Storing feedback across iterations
Section titled “Storing feedback across iterations”Keep feedback files alongside results to build a history of review decisions:
results/ 2026-03-12T09-00-00_claude/ results.jsonl feedback.json # first iteration review 2026-03-14T10-32-00_claude/ results.jsonl feedback.json # second iteration review 2026-03-15T16-00-00_claude/ results.jsonl feedback.json # third iteration reviewThis creates a traceable record of what changed between iterations and why.
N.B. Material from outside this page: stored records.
Issue #439, opened 2017-04-05
Homepage category: Portraits & People


catlu:
Aggregate using metadata from:

- Genre
o   Portraits: 135

- Subject 
o   Portraits, Group: 16
o   Women in science: 31
o   Employees: 214

Issue #438, opened 2017-04-05
Homepage category: Science on Stamps


catlu:
Aggregate using metadata from:

-  Subject
o   Science on postage stamps: 119

Issue #437, opened 2017-04-05
Homepage category: Instruments & Innovation


catlu:
Aggregate using metadata from:

-  Genre
o   Scientific apparatus and instruments: 29

-  Subject
o   Artillery: 77
o   Machinery: 313
o   Chemical apparatus: 40
o   Laboratories--Equipment and supplies: 41
o   Chemical laboratories--Equipment and supplies: 4
o   Glassware: 22

jrochkind:
Does this mean it has to be in that _genre_ _and_ simultaneously be in one of those subjects? Or either is good enough, if it has one of those subjects but no genres at all or other genres, it's still included?

catlu:
@jrochkind should be that genre OR those subjects. The goal here was to include works at are instruments but filter out the large amount of Beckman materials that have that same subject heading.

catlu:
@jrochkind, I'm looking through this collection right now, but I don't see the museum instruments in here? Currently there should be 37 of them that fall under the scientific instruments genre.

jrochkind:
@catlu can you give me an example document that you believe should be showing up in the "Instruments & Innovation" category, but is not?

catlu:
Yep, the stuff from this search: https://hydra.chemheritage.org/catalog?_=1493746057393&f%5Bgenre_string_sim%5D%5B%5D=Scientific+apparatus+and+instruments&q=&search_field=all_fields

Issue #436, opened 2017-04-05
Homepage category: Alchemy


catlu:
Aggregate using metadata from:

- Subject
o   Alchemy: 19

jrochkind:
@catlu There's at least one record in production with subject `Alchemists` but not `Alchemy`. Add that subject too? 

But these will be easily changeable at any time, I think.

catlu:
Good catch @jrochkind. Yes, please add that one!

PR #485, opened 2017-04-18
Start of SyntheticCategories

jrochkind:
This is not the final UI. We don't have "splash pages" yet. I don't intend to expose
the synthetic categories on the normal search results page, like it is now. But this gives us
a smaller piece to review, including in production, to make sure the general idea is sound.

refs #434, #435, #436, #437, #438, #439

### DIFF
--- a/app/models/search_builder.rb
+++ b/app/models/search_builder.rb
@@ -12,5 +12,7 @@ class SearchBuilder < Blacklight::SearchBuilder
 
   include Hydra::AccessControlsEnforcement
   include CurationConcerns::SearchFilters
+
   include SearchBuilder::RestrictAdminSearchFields
+  include SearchBuilder::SyntheticCategoryLimit
 end
--- a/app/models/search_builder/synthetic_category_limit.rb
+++ b/app/models/search_builder/synthetic_category_limit.rb
@@ -17,9 +17,9 @@ class SearchBuilder
   #
   # Now when you do things with that search builder, it's locked to :portraits_and_people
   #
-  #     synthetic_category_param : set to a string, and this will be taken
-  #       from app params to identify a collection to limit to.  If unknown,
-  #       will do nothing. (Should limit to 0 rows instead?)
+  #     synthetic_category_param : set to a symbol, and this will be taken
+  #       from app params to identify a collection to limit to.  If a string
+  #        not matching a category is provided, will limit to 0 results, beware!
   #     synthetic_category_force: symbol of synthetic collection key,
   #       will just force limiting to there.
   module SyntheticCategoryLimit
--- a/app/models/search_builder/synthetic_category_limit.rb
+++ b/app/models/search_builder/synthetic_category_limit.rb
@@ -29,6 +29,11 @@ class SearchBuilder
       if synthetic_category
         solr_params[:fq] ||= []
         solr_params[:fq] << synthetic_category.solr_fq
+      elsif synthetic_category_param.present?
+        # trying to use param mapping for a category that doesn't exist, let's give you zero
+        # results!
+        solr_params[:fq] ||= []
+        solr_params[:fq] << "-*:*"
       end
 
     end
--- a/app/models/search_builder/synthetic_category_limit.rb
+++ b/app/models/search_builder/synthetic_category_limit.rb
@@ -1,0 +1,37 @@
+class SearchBuilder
+  # A search builder module to restrict to a certain SyntheticCollection.
+  # Won't do _anything_ just by being in the chain -- sets class_attributes
+  # on the SearchBuilder that can be used to turn it 'on', either on the class
+  # or even on an instance.
+  #
+  #.    synthetic_category_param : set to a string, and this will be taken
+  #.      from app params to identify a collection to limit to.  If unknown,
+  #.      will do nothing. (Should limit to 0 rows instead?)
+  #.    synthetic_category_force: symbol of synthetic collection key,
+  #.      will just force limiting to there.
+  module SyntheticCategoryLimit
+    extend ActiveSupport::Concern
+
+    included do
+      self.default_processor_chain += [:synthetic_collection_limit]
+      class_attribute :synthetic_category_param
+      class_attribute :synthetic_category_force
+    end
+
+
+    def synthetic_collection_limit(solr_params)
+      synthetic_category = if synthetic_category_force.present?
+        CHF::SyntheticCategory.new(synthetic_category_force)
+      elsif synthetic_category_param.present? && CHF::SyntheticCategory.has_key?(blacklight_params[synthetic_category_param])
+        CHF::SyntheticCategory.new(blacklight_params[synthetic_category_param])
+      end
+
+      if synthetic_category
+        solr_params[:fq] ||= []
+        solr_params[:fq] << synthetic_category.solr_fq
+      end
+
+    end
+
+  end
+end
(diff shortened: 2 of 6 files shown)


config/initializers/sufia_catalog_search_builder_overrides.rb
```diff
@@ -18,4 +18,9 @@
     klass.send(:include, SearchBuilder::RestrictAdminSearchFields)
   end
 
+  unless klass.ancestors.include? SearchBuilder::SyntheticCategoryLimit
+    klass.send(:include, SearchBuilder::SyntheticCategoryLimit)
+    klass.synthetic_category_param = :temp_synthetic_collection
```
hackmastera: I don't see this in the include above in app/models/search_builder. So I think that means we only want this behavior in the catalog search builder. Then I'm not sure why the module is included in app/models/search_builder at all.

app/models/search_builder.rb
```diff
@@ -12,5 +12,7 @@ class SearchBuilder < Blacklight::SearchBuilder
```
hackmastera: Since I'm asking questions, what are the non-catalog search builders? Are they used in 'My works' and similar areas (my only guess, really)? Or how can I find out what they are?

app/models/search_builder/synthetic_category_limit.rb
```diff
@@ -0,0 +1,37 @@
+class SearchBuilder
+  # A search builder module to restrict to a certain SyntheticCollection.
+  # Won't do _anything_ just by being in the chain -- sets class_attributes
+  # on the SearchBuilder that can be used to turn it 'on', either on the class
+  # or even on an instance.
+  #
+  #.    synthetic_category_param : set to a string, and this will be taken
+  #.      from app params to identify a collection to limit to.  If unknown,
+  #.      will do nothing. (Should limit to 0 rows instead?)
+  #.    synthetic_category_force: symbol of synthetic collection key,
```
hackmastera: Is this useful in testing somehow? Don't really understand; maybe you could give a use case or example.

app/models/search_builder/synthetic_category_limit.rb
```diff
@@ -0,0 +1,37 @@
+class SearchBuilder
+  # A search builder module to restrict to a certain SyntheticCollection.
+  # Won't do _anything_ just by being in the chain -- sets class_attributes
+  # on the SearchBuilder that can be used to turn it 'on', either on the class
+  # or even on an instance.
+  #
+  #.    synthetic_category_param : set to a string, and this will be taken
+  #.      from app params to identify a collection to limit to.  If unknown,
+  #.      will do nothing. (Should limit to 0 rows instead?)
```
jrochkind: The question is "what does this module do, if the code asks it for a synthetic category that does not exist."  I actually don't plan to make that _possible_ in how I ultimately use this (another part of code is going to end up aborting things before it even gets there), but was just thinking through all the possibilities. 

If you do have this module engaged, and ask for a synthetic category that doesn't exist... I guess getting 0 hits back is maybe what would be expected to happen? So maybe I should write that code anyway to be conservative, even though I don't plan for it to be possible in what I ultimately do.

app/models/search_builder/synthetic_category_limit.rb
jrochkind: The idea is that this module gets added to the search builder, and does _nothing_ unless it's activated. There are two ways to activate it:

1. Tell it to automatically take a param from the actual app query params, and map it to a synthetic category. 

2. Tell it to _always_ limit to a certain synthetic category. 

Both of these can be done either at the search builder _class_ level, or at the search builder _instance_ level.  The second one would be more likely at the instance level:

~~~
search_builder = # wherever you get it from
search_builder.synthetic_category_force = :portraits_and_people
search_builder.search # now when you do things with it, it's locked to portraits and people
~~~

It's the second one I actually plan to use in the "landing pages" for collections. This isn't how Hydra generally uses search builders.... but I think it probably should be, the search builder architecture is begging for it, it's very clean. 

Make sense? Maybe I need better inline docs here!

config/initializers/sufia_catalog_search_builder_overrides.rb
jrochkind: The idea is that the module is included, but inactive waiting to be activated, everywhere. But then it can be activated with the params discussed above. 

Hydra makes it confusing when the `::SearchBuilder` is in use, and when other search builders are in use. I thought it made sense to include the module "everywhere", so when you needed it you could just activate it without having to figure out "what search builder is in use now, and was the module included in it?"  Cause it's confusing. 

In general, when I'm adding things to the special catalog search builder through this weird hack, I'm also adding the to `::SearchBuilder` -- jcoyne has a PR in to make `::SearchBuilder` be the ancestor of _everything_, if that happens, we can get rid of the weird override hack and just use `::SearchBuilder`. 

See https://github.com/projecthydra-labs/hyrax/issues/707
https://github.com/projecthydra-labs/hyrax/pull/769

app/models/search_builder.rb
jrochkind: It's not just you. This is super confusing, and I think the Sufia/Hyrax architecture itself is confused, due to different people working on it at different times with different ideas. I don't completely understand it, and think there may be no 'simple' explanation, the code is weird and different code does different things. 

I brought this up in a Hyrax issue, see  projecthydra-labs/hyrax#707
projecthydra-labs/hyrax#769

app/models/search_builder/synthetic_category_limit.rb
hackmastera: Yes make sense, thanks! I think adding this into the comment as an example use case would be great.

app/models/search_builder/synthetic_category_limit.rb
hackmastera: If the alternative is "don't filter at all" then I think yes 0 hits makes more sense. I see your point about that won't be possible, though; I did notice the ArgumentError for that case. So I'm fine to merge as is.

jrochkind: Oh, I think it's possible probably, I'll see if I can do that. Don't expect to run into that case in actual use, but if it's easy to do, then probably makes sense 'just in case' of accidentally doing it.

jrochkind:
done.

app/models/search_builder/synthetic_category_limit.rb
```diff
@@ -0,0 +1,55 @@
...
+  #      SearchBuilder.synthetic_category_param = :category
+  #
+  # synthetic_category_force forces to a specific category, you might
+  # set it on a particular search_builder instance:
+  #
+  #      some_search_builder.tap { |sb| sb.synthetic_category_force = :portraits_and_people }.search(...)
+  #
+  # Now when you do things with that search builder, it's locked to :portraits_and_people
+  #
+  #     synthetic_category_param : set to a string, and this will be taken
```
hackmastera: This says "set to a string" but the example above uses a symbol.

app/models/search_builder/synthetic_category_limit.rb
```diff
@@ -0,0 +1,55 @@
...
+  #       from app params to identify a collection to limit to.  If unknown,
+  #       will do nothing. (Should limit to 0 rows instead?)
```
hackmastera: This comment needs to be updated to match new behavior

When debugging a regression, check previous feedback.json files to see if the issue was noted before.
Integration with eval workflow
Section titled “Integration with eval workflow”The review checkpoint fits into the broader eval iteration loop:
Define tests (EVAL.yaml / evals.json) ↓ Run automated evals ↓ Review results ← you are here ↓ Write feedback.json ↓ Tune prompts / evaluators / test cases ↓ Re-run evals ↓ Compare with previous run (agentv compare) ↓ Review again (if iterating)Use agentv compare to quantify changes between runs, then review the diff to confirm that score improvements reflect genuine behavioral improvements.